Ossos do ofício
Ossos do ofício
Durante algum tempo me senti o rei da cocada preta; cheguei a pensar que só a mim os alunos recebessem tão calorosamente ao chegar à sala de aula. Até que um dia na sala dos professores uma chorosa colega de ofício não suportando mais a angustia começou a falar:
- Adoro o jeito como sou tratada por meus alunos; - confesso que fiquei curioso e enciumado ao mesmo tempo - quando entro na sala, de pronto surge o comitê de recepção com as clássicas perguntas:
- Mais professora você veio hoje?
- Por que você não ficou em casa professora?
- Juro que o mínimo que me dá é uma vontade louca de voltar desesperadamente correndo para casa. Mas, resignada, respiro fundo, ignoro-os, e fico calada, percebo que eles não entendem sequer que eu faço um esforço sobrenatural para não ter que bancar o seu saraiva. Enquanto tento me acalmar, faço a seguinte prece: Pai perdoe-lhes, pois eles não sabem perguntar.
Como de costume, acomodo lentamente meus livros sobre a mesa; que não é exatamente o que se possa chamar de mesa, nem mesmo é a minha mesa, eu adoraria ter uma.
A baderna se instaura, até parece que só estavam esperando por mim. Quase a ponto de explodir, sento e continuo calada, ora cabisbaixa, ora contemplando a face de alguns (bons alunos) que me olham e esperam aflitos que eu tome alguma enérgica atitude. Não o faço; e isso os incomoda.
- Professora! Manda esses meninos calar a boca!
- E aí professora!?
- Também os ignoro. E agora que alguém manifestou sua indignação, torço para que eles percebam o erro que estão cometendo, se aquietem e me deixem trabalhar; não percebem, e muito menos se aquietam. Muito pelo contrário, os ânimos se exaltam, e agora a sala se divide em “bons e maus alunos”.

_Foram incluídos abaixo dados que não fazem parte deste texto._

PR #556, opened 2023-04-17
Implement ability to specify additional/override annotations when using Vault Secret Manager

pradithya:
# TL;DR
Add `annotations` configuration to the Vault Secret Manager to provide better flexibility when integrating with Vault.

## Type
 - [ ] Bug Fix
 - [X] Feature
 - [ ] Plugin

## Are all requirements met?

 - [X] Code completed
 - [X] Smoke tested
 - [X] Unit tests added

## Complete description

When the Vault secret manager is enabled, flyte-pod-webhook is responsible for adding vault-specific annotation to the task pod that requests secret variables. These annotations are used to configure the Vault Agent behavior when retrieving and populating the secret from Vault. As of now, the annotation provided by `flyte-pod-webhook` is limited to the one implemented in `vault_secret_manager.go`. 

This PR allows Flyte administrator to add additional or override default annotations providing better flexibility to customize Vault agent behavior. For example, the following configuration will set the Vault agent [authentication type](https://developer.hashicorp.com/vault/docs/platform/k8s/injector/annotations#vault-hashicorp-com-auth-config) to use GCP  and to immediately exit if the authentication failed.

```
      vaultSecretManager:
        kvVersion: "2"
        role: flyte
        annotations:
          vault.hashicorp.com/auth-config-type : "gce"
          vault.hashicorp.com/auth-type : "gcp"
          vault.hashicorp.com/agent-auto-auth-exit-on-err : "true"
```

## Tracking Issue
_NA_

## Follow-up issue
_NA_


pkg/webhook/vault_secret_manager.go
```diff
@@ -74,8 +74,9 @@ func (i VaultSecretManagerInjector) Inject(ctx context.Context, secret *coreIdl.
 			return p, false, err
 		}
 
-		p.ObjectMeta.Annotations = utils.UnionMaps(p.ObjectMeta.Annotations, commonVaultAnnotations)
-		p.ObjectMeta.Annotations = utils.UnionMaps(p.ObjectMeta.Annotations, secretVaultAnnotations)
+		p.ObjectMeta.Annotations = utils.UnionMaps(i.cfg.ExtraAnnotations, p.ObjectMeta.Annotations)
```
pradithya, line 77: Note that I change the ordering of `utils.UnionMaps` arguments so that user-defined annotations are given priority. This allows overriding annotation created by the webhook.
For instance, in my org, we have a multi-tenant Vault where we need a specific `role` to access a secret. However, Flyte <> Vault integration can only support single role. Thus, to use different role user can do so by specifying annotation in their workflow
```
@task(
    secret_requests=[
        Secret(
            group=SECRET_GROUP,
            key=SECRET_NAME,
            mount_requirement=Secret.MountType.FILE,
        )
    ],
    pod_template=PodTemplate(annotations={
        "vault.hashicorp.com/role" : ROLE,
    })
)
```

kumare3:
Cc @EngHabu / @hamersaw

pkg/webhook/config/config.go
```diff
@@ -113,8 +113,9 @@ type GCPSecretManagerConfig struct {
 }
 
 type VaultSecretManagerConfig struct {
-	Role      string    `json:"role" pflag:",Specifies the vault role to use"`
-	KVVersion KVVersion `json:"kvVersion" pflag:"-,The KV Engine Version. Defaults to 2. Use 1 for unversioned secrets. Refer to - https://www.vaultproject.io/docs/secrets/kv#kv-secrets-engine."`
+	Role             string            `json:"role" pflag:",Specifies the vault role to use"`
+	KVVersion        KVVersion         `json:"kvVersion" pflag:"-,The KV Engine Version. Defaults to 2. Use 1 for unversioned secrets. Refer to - https://www.vaultproject.io/docs/secrets/kv#kv-secrets-engine."`
+	ExtraAnnotations map[string]string `json:"extraAnnotations" pflag:"-,Additional annotation to be added to the pod. Useful to further customize Vault integration (https://developer.hashicorp.com/vault/docs/platform/k8s/injector/annotations)"`
```
hamersaw, line 118: Is the term `extraAnnotations` more descriptive than simply `annotations`?

pkg/webhook/vault_secret_manager_test.go
```diff
@@ -137,6 +157,18 @@ func TestVaultSecretManagerInjector_Inject(t *testing.T) {
 			want:    ExpectedKVv2,
 			wantErr: false,
 		},
+		{
+			name: "KVv3 Secret - with extra annotations",
+			args: args{
+				cfg: config.VaultSecretManagerConfig{Role: "flyte", KVVersion: config.KVVersion2, ExtraAnnotations: map[string]string{
```
hamersaw, line 163: Can you add some more examples here to cover the various override scenarios?

hamersaw (commented):
This is great! I think the only point of contention is ensuring users understand the default vault-specific annotations that Flyte sets so they don't assume this `extraAnnotations` argument needs to contain something already being set. Does it make sense to update [these docs](https://docs.flyte.org/projects/cookbook/en/latest/auto/core/containerization/use_secrets.html#vault-secrets-manager) as part of this change as well?

pkg/webhook/config/config.go
pradithya: Make sense, I think `annotations` is the better term since it not only allows Flyte administrator to add extra annotations but also overrides the default annotation created by Flyte.

pkg/webhook/vault_secret_manager_test.go
pradithya: Added cases where users provide their annotation via pod template annotations and system override annotation.

pradithya:
> Does it make sense to update [these docs](https://docs.flyte.org/projects/cookbook/en/latest/auto/core/containerization/use_secrets.html#vault-secrets-manager) as part of this change as well?

Yes, will add a follow-up PR to update the Vault-related user guide once the PR is merged.

pkg/webhook/vault_secret_manager.go
```diff
@@ -74,8 +74,9 @@ func (i VaultSecretManagerInjector) Inject(ctx context.Context, secret *coreIdl.
 			return p, false, err
 		}
 
-		p.ObjectMeta.Annotations = utils.UnionMaps(p.ObjectMeta.Annotations, commonVaultAnnotations)
-		p.ObjectMeta.Annotations = utils.UnionMaps(p.ObjectMeta.Annotations, secretVaultAnnotations)
+		p.ObjectMeta.Annotations = utils.UnionMaps(i.cfg.Annotations, p.ObjectMeta.Annotations)
+		p.ObjectMeta.Annotations = utils.UnionMaps(commonVaultAnnotations, p.ObjectMeta.Annotations)
+		p.ObjectMeta.Annotations = utils.UnionMaps(secretVaultAnnotations, p.ObjectMeta.Annotations)
```
hamersaw, line 79: IIUC `UnionMaps` takes multiple arguments and the later are favored. So this can otherwise be:
```
p.ObjectMeta.Annotations = utils.UnionMaps(secretVaultAnnotations, commonVaultAnnotations, i.cfg.Annotations, p.ObjectMeta.Annotations)
```
I think it makes this a little easier to understand.

hamersaw (dismissed):
Minor nit, otherwise looks great.

pkg/webhook/vault_secret_manager.go
pradithya: Neat, didn't realize it's a variadic function. Updated in my latest commit.

hamersaw (approved):

bimtauer:
Discovered this now when making some updates to my original contribution. I love this feature and its great to know that someone out there is also using flyte with vault :) One thing: I will rename the tests - you introduced a bunch of new ones named KVv3, KVv4 and so on. This was meant to represent the vault kv secret backend version to be tested. To my knowledge there are only 2.

kumare3:
Tbh @bimtauer i atleast know 3/4 companies that use vault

A discussão está acirrada, ouço os gritos de alguém.
- Seu bando de mal educados! A professora vem pra dá aula e vocês ficam aí fazendo bagunça.
- Ergo a cabeça, e enquanto estou ali, pergunto a mim mesma, meu Deus, onde foi que eu errei?
Após ouvi-la, senti-me aliviado, pude perceber que nós dois partilhávamos a mesma dor. A infelicidade dela, era a minha alegria. Como diz o poeta, “enquanto um chora o outro rir”.